India opens up its drugmakers to foreign investment

Even as Big Pharma watches a critical patent fight in India to see how restrictive the country intends to be, there was an indication the country would again welcome outside investments in the domestic industry.

Without being specific about all of the investments, the Indian finance ministry claimed it had approved $333 million in investments by foreign companies, Reuters reports. The release of the logjam came after India's economic growth hit a three-year low.

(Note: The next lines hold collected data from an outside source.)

PR #2169, opened 2021-02-26
Fix: WMTS GetTile request with 0 as parameter value

rldhont:
The WMTS GetTile request with TILEMATRIX=0&TILEROW=0&TILECOL=0 returned
```
<ows:ExceptionReport xsi:schemaLocation="http://www.opengis.net/ows/1.1 http://schemas.opengis.net/ows/1.1.0/owsExceptionReport.xsd" version="1.0.0" xml:lang="en">
<ows:Exception exceptionCode="MissingParameter">
<ows:ExceptionText>The parameter TileMatrixId is mandatory!</ows:ExceptionText>
</ows:Exception>
</ows:ExceptionReport>
```
Even if the tileMatrixId 0 is a valid value.

* Ticket : #
* Funded by

### DIFF
--- a/lizmap/modules/lizmap/lib/Request/WMTSRequest.php
+++ b/lizmap/modules/lizmap/lib/Request/WMTSRequest.php
@@ -98,8 +98,8 @@ class WMTSRequest extends OGCRequest
 
         foreach ($params as $var => $param) {
             ${$var} = $this->param($param);
-            if (!${$var}) {
-                \jMessage::add('The parameter '.$var.' is mandatory!', 'MissingParameter');
+            if (${$var} === '' || ${$var} === null) {
+                \jMessage::add('The parameter '.$param.' is mandatory!', 'MissingParameter');
 
                 return $this->serviceException();
             }


rldhont:
To test it, run index.php/lizmap/service/?repository=testsrepository&project=test_cache&LAYERS=Quartiers&STYLES=défaut&VERSION=1.0.0&EXCEPTIONS=application%2Fvnd.ogc.se_inimage&FORMAT=image%2Fpng&DPI=96&TRANSPARENT=true&SERVICE=WMTS&REQUEST=GetTile&LAYER=Quartiers&STYLE=default&TILEMATRIXSET=EPSG%3A3857&TILEMATRIX=0&TILEROW=0&TILECOL=0 in test environment

@nboisteault can test it with lizmap-web-client 3.4 and 3.3 to check if a backport is needed.

lizmap/modules/lizmap/lib/Request/WMTSRequest.php
```diff
@@ -98,7 +98,7 @@ public function gettile()
 
         foreach ($params as $var => $param) {
             ${$var} = $this->param($param);
-            if (!${$var}) {
+            if (!${$var} && !is_numeric(${$var})) {
```
laurentj, line 101: As LayerName is not numeric (I guess), so it will fail because of LayerName.

I suggest to have this test instead: `if (${$var} === '' || ${$var} === null) {`

laurentj (changes requested):

lizmap/modules/lizmap/lib/Request/WMTSRequest.php
rldhont: Thanks changes done. I will rebase the code.

lizmap/modules/lizmap/lib/Request/WMTSRequest.php
```diff
@@ -98,7 +98,7 @@ public function gettile()
 
         foreach ($params as $var => $param) {
             ${$var} = $this->param($param);
-            if (!${$var}) {
+            if (${$var} === '' || ${$var} === null) {
                 \jMessage::add('The parameter '.$var.' is mandatory!', 'MissingParameter');
```
nboisteault, line 102: @rldhont `$var` should be replaced by `$param`

nboisteault (changes requested):
Tested with 3.4 =>ok. No need to backport to 3.3.

lizmap/modules/lizmap/lib/Request/WMTSRequest.php
nboisteault: @rldhont This comment is for line 102 and not 101.

nboisteault (approved):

In 2010, Abbott Laboratories ($ABT) bought Mumbai-based Piramal Healthcare's Indian business for $3.72 billion. And Japan's Daiichi Sankyo laid out $4.2 billion in 2008 to get controlling interest of India's giant generics maker Ranbaxy Laboratories. But public opinion turned against outsiders as the concern grew they would pump up drug prices in a country where much of the population is still in deep poverty.

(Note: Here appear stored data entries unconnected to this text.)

PR #2729, opened 2022-01-26
Add a revision parameter on assets url for cache

laurentj:
It allows to invalidate the cache in browser of CSS and JS,
each time the temp directory is clean, so each time Lizmap
is upgraded.

* Funded by 3liz

### DIFF
--- a/lizmap/modules/lizmap/classes/lizmap.class.php
+++ b/lizmap/modules/lizmap/classes/lizmap.class.php
@@ -38,17 +38,17 @@ class lizmap
     /**
      * @var lizmapServices The lizmapServices instance for the singleton
      */
-    protected static $lizmapServicesInstance = null;
+    protected static $lizmapServicesInstance;
 
     /**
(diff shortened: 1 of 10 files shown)


mdouchin (commented):
Ok for me, but we should check if the documentation "how to upgrade" has a strong warning to let the admin understand he should use the `lizmap/install/clean_vartmp.sh` after the upgrade. Il semble que oui: https://docs.lizmap.com/current/fr/install/upgrade.html#launch-the-installer

nboisteault (commented):
I'd really like to have this PR in master and release_3_5 for a while to test it exhaustively.
Conclusion: LGTM but I'm making a small patch for 3.5.1 and this PR should be merged for 3.5.2.

nboisteault:
@laurentj I have made the small patch ebe154a9ef78b024bfdecc1415c04d72dbb471cd
Could you run Cypress on your PR please?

The approvals come on the heels of a government decision to permit foreign investors to own up to 49% of established Indian firms. The current rule allows allows outside investors to start a company in India but requires approval before outsiders can get a piece of a domestic drug company. Those requests have been stagnant for months now.

A condition of the investments, Reuters says, is that drugmakers cannot stop making any cheap drugs they currently produce and they will have to keep investing in R&D with Indian partners for 5 years. The news service said Pfizer ($PFE) and Germany's B. Braun fall into that category.

Big Pharma is trying to figure out its place in India, a growing market with huge potential, but with a populist view of how business should sometimes work. The investment news comes on the same day that a trial began in India over the denial of a patent for Novartis ($NVS) cancer drug Gleevec. Companies will use the outcome of the case to gauge how well protected their intellectual property may be. It also will be an indication of how much they might be able to earn in a country with huge potential, but whose entire drug history is steeped in making cheap copies of Big Pharma's products. India also is talking about putting in new price caps on branded drugs, another new concern for branded drugmakers.